Some Organic-Inorganic Composites, Illustrative Simulations on Elastomer Reinforcement, and an Overview of Symposium Contributions

摘要

This review first describes organic-inorganic composites which have been prepared using techniques similar to those employed in the new sol-gel approach to ceramics. Organometallics such as silicates, titanates, and aluminates are hydrolyzed in the presence of polymer chains (for example polysiloxanes and polyamides) that typically contain hydroxyl groups. The functional groups are used to bond the polymer chains onto the silica, titania, or alumina being formed in the hydrolysis, thus forming novel organic-inorganic composites. When the polymer chains are present in excess, they constitute the continuous phase, with the ceramic-type material appearing as reinforcing particles. When present in smaller amounts, the polymer is dispersed in the continuous ceramic phase, to give a polymer-modified ceramic. Under some conditions, bicontinuous systems are obtained.
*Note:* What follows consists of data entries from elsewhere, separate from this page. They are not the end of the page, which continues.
PR #923, opened 2026-07-25
Enable 700 kHz I2C on more Onewheel-relevant controllers

lukash:
Enable 700 kHz I2C on most Onewheel-relevant controllers left out of the original PR. The pullups on all of them were verified with the manufacturers.

Thor300 / JF F6 are potentially problematic with 10k pullups, never manifested an issue in practice though. The I2C BB lib also enables the internal 40k pullups, which bring the overall resistivity down a bit more.

I also inquired about the ADV500 (I think it's pretty safe to assume the pullups are the same as on ADV200 which is a copy of Little FOCer v3 but wanted to confirm) but still waiting for a reply so posting these now and I'll post ADV500 once I get a response.

Please don't squash commits.

I don't see a 7.01 branch yet so assuming it'll be branched off master later and these will get in.


lukash:
After the confirmation of ADV500 pullups, adding the enablement for that too (plus a small cleanup).

PR #1526, opened 2026-05-23
fix: remove erroneous break in Stats() pubCounts loop

goingforstudying-ctrl:
Closing this PR as it's no longer needed.


goingforstudying-ctrl:
Hi @mreiferson @ploxiln — this is a clear bugfix for multi-topic publish stats. Any chance someone could take a quick look? Happy to rebase if needed.

goingforstudying-ctrl:
CI is green, no conflicts. One-line bugfix removing an erroneous break in the Stats() loop. Ready for review.

ploxiln:
I see, this matters when `topic` is blank, meaning _all topics_

(would be nice to have a test for this bit of behavior :)

ploxiln (approved):

goingforstudying-ctrl:
Good point — I'll add a test case for the multi-topic (blank topic) path and push an update shortly.

goingforstudying-ctrl:
@ploxiln Added  in  — covers the blank-topic (all topics) and specific-topic filtering paths. Pushed. Let me know if you'd like anything else adjusted.

goingforstudying-ctrl:
@ploxiln Added TestClientStatsPubCounts in stats_test.go — it sets up an nsqd instance, publishes to two topics over the same producer connection, and asserts that both topics show up in the producer client stats with the correct counts. Confirmed it fails with the break in place and passes without it.

ploxiln:
I have awkwardly just realized that there are two older PRs with the same fix:
 * https://github.com/nsqio/nsq/pull/1525
 * https://github.com/nsqio/nsq/pull/1497

... what might justify this one is addressing the comment in #1497 :)

goingforstudying-ctrl:
@ploxiln thanks for catching that — I wasn't aware of #1525 and #1497. You're right that the test addition is the main differentiator here. The break causes only the first topic's pub count to be recorded when querying all topics, which is a real bug for anyone running multi-topic workloads. Happy to close this in favor of one of the older PRs if a maintainer prefers, but since the test is already written and pushed, I'll leave it open in case it's useful. Let me know if you'd like me to rebase or adjust anything.

goingforstudying-ctrl:
Thanks for the review and approval, @ploxiln! Appreciate you catching the overlap with #1525 and #1497 too — the test coverage for the blank-topic path should hopefully make this one useful regardless. Let me know if there's anything else you'd like adjusted.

The second part addresses one of the major unsolved problems in the area of rubberlike elasticity, specifically a molecular understanding of the mechanisms by which the mechanical properties of elastomers are improved by the incorporation of particulate fillers such as carbon black or silica. Theoretical work on the reinforcement thus obtained is illustrated by some Monte Carlo calculations on one aspect of the problem, namely excluded volume effects of the filler particles on the network chain configurations. The resulting end-to-end distributions are then used in standard molecular models to generate stress-strain isotherms, which document the nature of the reinforcement obtained. The final part provides an overview of the specific papers presented at this symposium, and attempts to place them into the broad general context of "Filled and Nanocomposite Polymer Materials".